One sandwich short of a picnic–you are so right about abc.com putting The Bachelor under T. I had to look a couple times before I sall it.
#51 – Sorry. Speech therapy will not help Shayne. Speech therapy can’t “fix” dumb.
(I’m a speech therapist.)
Did anyone see that Andy Baldwin is dating Marla Maples (Trump)? OOOF!
#60 Laura – thanks for the Holly link. Does it bother anyone else that she calls herself a “children’s book author” when she has only written two short books that haven’t even been published??? No no. You don’t get to call yourself that yet. Go by some other moniker. Like “Spray Tan Machine Owner”. I’m just sayin…
So…..Holly is as much of a children’s book author as Shayne is an actress. Interesting.
i think photo Lori is right….its hard to tell but this looks like our hot dog vendor.
dang the picture didnt show up, try this link
http://www.hotdogonastick.com/frames.html
#48 I am so glad someone else noticed Matty holding Shayne like a baby. I had to turn my head away out of embarrassment for them!
Don’t you think Hot Dog Erin should hook up with Ice Cream Scooper Eric from Survivor? A match made in boardwalk heaven. Love the recap. You should come to Austin to see HTC Brad and the twin, they have a new bar : )
Lincee – Hilarious. I am still not attached to any one girl yet either, ladies. I can’t say I totally dislike Robin although my couch party disliked her intensely. Ashley got a rose? Is she even out of diapers?

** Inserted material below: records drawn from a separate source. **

Issue #3417, opened 2021-09-27
Migration from RxDB 9 does not work


swnf:
## Case
Bug, `.addCollections()` throws one of the following error messages (depends on platform):

```
TypeError: primaryKey is undefined
TypeError: Cannot read property 'key' of undefined
```

## Issue
I'm trying to migrate a collection created with RxDB 9. Its (old) schema does not contain the `primaryKey` field. RxDB 10 crashes when I call `addCollections()` with the new schema (which has a `primaryKey`). My migration strategy is not called.

## Info
  - RxDB Version: 10.0.3
  - Environment: Browser (Firefox), reproduced in NodeJS
  - Adapter: IndexedDB
  - Stack: Angular/Typescript

## Code (NodeJS)

Install dependencies:
```bash
npm install old-rxdb@npm:rxdb@9 rxdb rxjs pouchdb-adapter-leveldb leveldown
```

```js
import { createRxDatabase, addRxPlugin } from "old-rxdb";
import PouchdbAdapterLeveldb from "pouchdb-adapter-leveldb";

(async () => {
  addRxPlugin(PouchdbAdapterLeveldb);

  const mySchema = {
    version: 0,
    type: "object",
    properties: {},
  };

  const db = await createRxDatabase({
    name: "test",
    adapter: "leveldb",
  });

  const collections = await db.addCollections({
    mycollection: {
      schema: mySchema,
    },
  });

  process.exit(0);
})().catch((err) => {
  console.error(err);
  process.exit(1);
});
```
```js
import { createRxDatabase, addPouchPlugin, getRxStoragePouch } from "rxdb";
import PouchdbAdapterLeveldb from "pouchdb-adapter-leveldb";

(async () => {
  addPouchPlugin(PouchdbAdapterLeveldb);

  const mySchema = {
    version: 1,
    type: "object",
    primaryKey: "id",
    properties: { id: { type: "string" } },
    required: ["id"],
  };

  const db = await createRxDatabase({
    name: "test",
    storage: getRxStoragePouch("leveldb"),
  });

  const collections = await db.addCollections({
    mycollection: {
      schema: mySchema,
      migrationStrategies: {
        1: (oldDoc) => {
          const { _id, ...data } = oldDoc;
          return { ...data, id: _id };
        },
      },
    },
  });

  process.exit(0);
})().catch((err) => {
  console.error(err);
  process.exit(1);
});
```

pubkey:
[...]

PR #3418, opened 2021-09-28
Add unit test for #3417

swnf:
## This PR contains:
Unit test

#3417


swnf:
Updated the migration strategy to do nothing because id is not actually stored in the document.

PR #3423, opened 2021-09-29
fix: add missing property from rxdb

miroswd:

I copied and pasted the example, but was returned this error: "getRxStoragePouch is not defined".

## Todos 
- [ ] Tests
- [ ] Documentation
- [ ] Typings
- [ ] Changelog


pubkey:
Equal to #3424
But I already merged #3424 even given that you where first, sorry for that.
I now merged both of them.

PR #3431, opened 2021-10-04
Fix "downsides" typo

FND:
I noticed the `<title>` of https://rxdb.info/downsides-of-offline-first.html erroneously spells "downsites".

    $ git grep -l ownsites | xargs sed -i s/ownsites/ownsides/

However, I'm not sure whether this is the correct way to fix all these files; please double-check.


pubkey:
Thank you, merged.

PR #6315, opened 2024-08-10
WIP: upgrading to eslint 9.9.0

kadarsh11:

I apologize for raising the pull request before its completion. I encountered the following issue and thought someone might be able to assist:

```
Oops! Something went wrong! :(

ESLint: 9.9.0

A config object is using the "extends" key, which is not supported in flat config system.

Instead of "extends", you can include config objects that you'd like to extend from directly in the flat config array.

If you're using "extends" in your config file, please see the following:
https://eslint.org/docs/latest/use/configure/migration-guide#predefined-and-shareable-configs

If you're not using "extends" directly (it may be coming from a plugin), please see the following:
https://eslint.org/docs/latest/use/configure/migration-guide#using-eslintrc-configs-in-flat-config
```


pubkey:
Hi  @kadarsh11 
Thank you for the PR. This fails on the CI please check.

pubkey:
Hi @kadarsh11
Thank you for the PR. This fails on the CI please check.

PR #6348, opened 2024-08-25
feat: unnecessary space is deleted

webmaster1225:
- IMPROVED typings
    I don't think you need that kind of space.


pubkey:
We need this to ensure that the url is clickable in a terminal when the error object is printed as json.

PR #6405, opened 2024-09-18
RxDocument proxy performance issue

djoume:
## This PR contains:

A failing test to illustrate a performance issue with RxDocument

I've noticed a big performance degradation when adding rxdb to my app. A page that use to take a couple dozen ms to render started taking almost 200 ms. I tracked down the issue to the performance of RxDocument.proxy-get.

In my app mapping the list of RxDocuments I'm processing to regular javascript objects using:
```
myDocs.map((doc) => { return {...doc }}); 
```
Brought down rendering time from 200ms back to 30ms

### DIFF
--- a/package.json
+++ b/package.json
@@ -344,6 +344,7 @@
   "scripts": {
     "postinstall": "node scripts/postinstall.js || echo \"ignore\"",
     "test": "npm run test:node && npm run test:browser",
+    "test:bugreport": "npm run transpile && cross-env DEFAULT_STORAGE=memory NODE_ENV=fast mocha --config ./config/.mocharc.cjs ./test_tmp/unit/bug-report.test.js",
     "// test:fast": "run tests in the fast-mode. Most of them will run in parrallel, skips tests that are known slow",
     "test:fast": "npm run test:fast:memory && npm run test:fast:lokijs && npm run test:fast:dexie",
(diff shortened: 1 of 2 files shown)


pubkey:
We have `RxDocument.toJSON()` to get the plain document data as an object.

Javascript proxies have a performance penalty and I am not sure if this can be fixed on the RxDB side. In the past we did not use proxies but plain objects and when I moved to proxies I did some performance tests and everything was fine. Is your problem the case in all browsers?

djoume:
I suspect there might be something wrong with the proxy becasue would have expected a ~20% performance hit on property access but I'm seeing 2x slower on top level fields and 9x on nested field. 

```
Accessing top level field
---------------------------------
    RxDocument: 8.55ms
Regular object: 4.62ms

Accessing nested field
---------------------------------
    RxDocument: 93.47ms
Regular object: 10.53ms
```

I also noticed that the performance of nested field gets worst with the number of iterations.

I've confirmed this behavior on Node, Chrome and Firefox.

pubkey:
I played around with the code. I think I found something that would be faster for most cases. Please check https://github.com/pubkey/rxdb/pull/6406

djoume:
What's the best way to test this code change in my project?

pubkey:
improved here: https://github.com/pubkey/rxdb/pull/6406

PR #6406, opened 2024-09-19
IMPROVE performance of nested property access

pubkey:
This PR tries to improve performance on nested property access: https://github.com/pubkey/rxdb/pull/6405


djoume:
On the problematic page on my app, this change brings the page load time from 750ms down to 150ms. Using toJSON() brings it down to 85ms so that's what I will be using.

pubkey:
Ok thank you for testing @djoume I will still merge this I think it is still an improvement even when toJSON is faster in your case.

I have to admit I’m really skeptical of our young Matty. We shall soon see.
Fake eyelashes – picked last – priceless.
Well, it is sad to say, but I just read the recap tonight! Sad because I could have used a great laugh like that over the past week. I LOVE the new website and knowing more of your random thoughts throughout the week!!

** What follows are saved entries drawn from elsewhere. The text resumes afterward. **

PR #6436, opened 2024-09-23
Fixes firestore replication of multiple document with the same serverTimestamp

djoume:
## This PR contains:
 - A BUGFIX

I noticed some documents where missing when replicating from firestore. I traced down the issue to a bug in the `sameTimeQuery` in the firestore plugin where we're querying for a document field instead of querying for a document id.

I'm not sure how to test a change to this library on my project, could you advise on how to do so? I don't think I can use `npm link` because of the build steps required.

### DIFF
--- a/src/plugins/replication-firestore/index.ts
+++ b/src/plugins/replication-firestore/index.ts
@@ -138,8 +138,8 @@ export function replicateFirestore<RxDocType>(
                     );
                     sameTimeQuery = query(pullQuery,
                         where(serverTimestampField, '==', lastServerTimestamp),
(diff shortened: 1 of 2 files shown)


pubkey:
To test this, clone the rxdb project into your `node_modules/rxdb`. Then run `npm run build` inside of it.

djoume:
I finally found what was preventing me for testing changes to rxdb, I had forgot to exclude rxdb from vite's optimizeDeps config.

I have been able to confirm that with this change all documents are being fetched, let me know if there is anything else I can do to help get this bugfix merged.

pubkey:
Thank you, merged.

PR #6458, opened 2024-10-03
Update alternatives.md

beorn:
Add more alternatives: InstantDB, ElectricSQL, SignalDB, PowerSync, SQLSync

## Todos 
- [ ] Tests
- [ ] Documentation
- [ ] Typings
- [ ] Changelog


pubkey:
Some parts of these texts are wrong. Did you use ChatGPT?

pubkey:
Its like everything is just slightly wrong a bit. Please write it by yourself.
As alternative we can just add a link-list at the bottom so that we at least do not missinform readers.

beorn:
I'll go over it again and try to fact-check it more, and maybe make some entries a bit shorter.  I wish there was another more comprehensive list of local-first technologies that you could point to, but this one is actually the most comprehensive I've seen so far :)  In any case, it's useful to compare them to RxDB. It's also fast-moving field so my worry it'll be outdated very quickly.

beorn:
I made another round of edits.  It's somewhat difficult to compare and contrast the alternatives given they are so different and (often) flexible, and giving a pros/cons list is ultimately going to be a bit subjective.  Perhaps there are other things you want to mention or leave out, or emphasize/deemphasize.

beorn:
This comparison maybe interesting as it highlights internals of PowerSync and Electric-Next - https://www.powersync.com/blog/electricsql-electric-next-vs-powersync

pubkey:
Thank you, this looks way better. Merged.

PR #6503, opened 2024-10-15
test: bad rx-state after cleanup

enrico-teterra-maramalabs:
## This PR contains:
a failing test

to reproduce the issue:
- have an rx-state
- make more than 5 writes to ensure _cleanup does its thing
- the state has an additional "" property which causes problems further down the line

### DIFF
--- a/test/unit/rx-state.test.ts
+++ b/test/unit/rx-state.test.ts
@@ -488,29 +488,20 @@ addRxPlugin(RxDBJsonDumpPlugin);
             });
         });
         describe('issues', () => {
-            it('createRxState with cleaned up operations', async () => {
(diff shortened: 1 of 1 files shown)


pubkey:
Can you make the test by only using the "normal" RxDB api without accessing the internal storageInstance?

enrico-teterra-maramalabs:
yep no problem, please take a look at the test now 

the test as it is now fails with:

```
+ expected - actual

       {
      -  "": {
      -    "foo": "bar6"
      -  }
         "foo": "bar6"
       }
```

pubkey:
Thank you for reporting. Fixed here https://github.com/pubkey/rxdb/pull/6564

PR #6516, opened 2024-10-18
fix: position of dev-mode iframe

msotnikov:
This patch removes 5 extra pixels in dev-mode
Screenshot 2024-10-18 at 10 20 22


pubkey:
Thank you, merged.

PR #6589, opened 2024-11-15
test: bulk inserting 2 docs with same primary key

enrico-teterra-maramalabs:
## This PR contains:
a failing test

bulk inserting 2 docs with same primary key should throw conflict error
instead, the collection now contains 2 docs with the same primary key

example:
* given a collection: `people` has a primary key: `id`
* when `people.bulkInsert({id: 1, name: bob}, {id: 1, name: jane})` 
* then the bulkInsert is successful and now i have 2 records with the same primary key in the collection
* `people.count().exec()` is 2

### DIFF
--- a/test/unit/rx-collection.test.ts
+++ b/test/unit/rx-collection.test.ts
@@ -252,6 +252,27 @@ describe('rx-collection.test.ts', () => {
                 });
             });
             describe('negative', () => {
+                it('ensures uniqueness of primary-key', async () => {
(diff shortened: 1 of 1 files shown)


pubkey:
Thank you for reporting. I added a fix. I think the correct behavior should be to just throw, RxDB should not be used in that way.

enrico-teterra-maramalabs:
yep throwing an error in this case seems fine! thanks

PR #6592, opened 2024-11-15
fix(rx-query) findByIds not working with modify and patch

HRM:
## Content
* Unit tests that shows the bug
* Fix for the bug
## Description
When you chain "findByIds" with "patch" or "modify" it throws an error like "there is not method named modify on doc". The issue is caused by "findByIds" returning a result in the form of a map witch is not handled in "runQueryUpdateFunction".


pubkey:
Thank you very much @HRM . Merged.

I’m going on record to say that Matty is only in it for his own budding acting career.
Did anyone see the article in US Weekly about the little Navy Bachelor Andy Baldwin dating Marla Maples? Have I just been under a rock lately and haven’t heard that? Yikes!
Way to go Matt!!! Picking Marshana over Holly!! Brave move. I’m glad he realized she could not hold a serious conversation!!! And, WHAT was with Kelly and the boobs!!! Ashlee could not answer the if you move to London question!!!! Thak you for not being a big fake like the American guys before you!!!
Is it just me or is there something wrong with robin’s voice? Someone may have already asked this. Just curious if I’m imagining things.